I knew I shouldn’t do it. But I was the God of Dreams. If it wasn’t for my enervating machinations, what would humans do when they powered down to rest? Would they simply wake with nonsensical (at best) dreams, without any meaning? Would there be any memorable enough to remember and analyze? Would they even get truly restful sleep? See, my intervention was vital. It was not intrusive. It simply was. Guilt was unnecessary. Even people and Gods (and other creatures) have to dream, and if I happen to personally know them, that should not interfere with my job, my calling, my responsibility. The decision made, I plunged deep into Bear’s dreamscape – and he immediately pushed me right out. Me!
This had never happened before. Not even Gods could control me when it came to dreams, or maybe they just hadn’t tried. This was an unpleasant idea that would put me into a depression that could last a decade if I wasn’t careful. What was Bear? He could not be merely human. Could he?
I pushed forward again, intrusively, shame creeping into my focus. It was owed to me! I deserved this access. What purpose did I have if not to be lord of dreams? I might as well crawl back into the shadows and lose myself, become an idea without purpose, as I had once been eons ago.
Why did he refuse me? Why did I care? I slipped in, ever so quiet, nothing more than a wisp of a breath. There was no response. He is a human, after all. I had to see what thoughts were taking form without my influence. I pushed forward again, another tendril, tiny and unnoticeable.
Bear stood in a classroom.
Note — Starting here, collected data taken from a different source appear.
PR #45, opened 2020-11-06
Add ability to add asset by home domain

JakeUrban:
Screen Shot 2020-11-06 at 2 30 10 PM


Zagan202 (changes requested):
LGTM but one request.

Currently, on master and on your branch, when you cancel a `trustAsset` call (hitting the cancel button) it gives an error in the logger.

It would be nice if it handled canceling a bit more gracefully.

JakeUrban:
So unfortunately every call to `setPrompt()` will currently have this issue if `cancel` is selected. `trustAsset` will be the first operation to cancel gracefully.

Zagan202:
> So unfortunately every call to `setPrompt()` will have this issue if `cancel` is selected. `trustAsset` will be the first operation to cancel gracefully. Should I take the extra X minutes to do this with every event?

Let's create a separate issue for that to not block this PR.

JakeUrban:
https://github.com/stellar/stellar-demo-wallet/issues/47

Zagan202 (commented):
Official LGTM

He was in front of a small group of other humans giving a presentation. I looked at the PowerPoint slides and saw information about us! Gods, Muses, and Primordials mixed in with even more information about vampires, werewolves, ghosts, and witches. How perplexing. I pressed myself against the wall and listened.
“These beings exist among us and they appear almost indistinguishable from humans. I believe I have finally met one of them. I had no idea at first, but after he hired me and I began working with him almost sundown to sun up, I am almost one hundred percent sure my theory is correct.”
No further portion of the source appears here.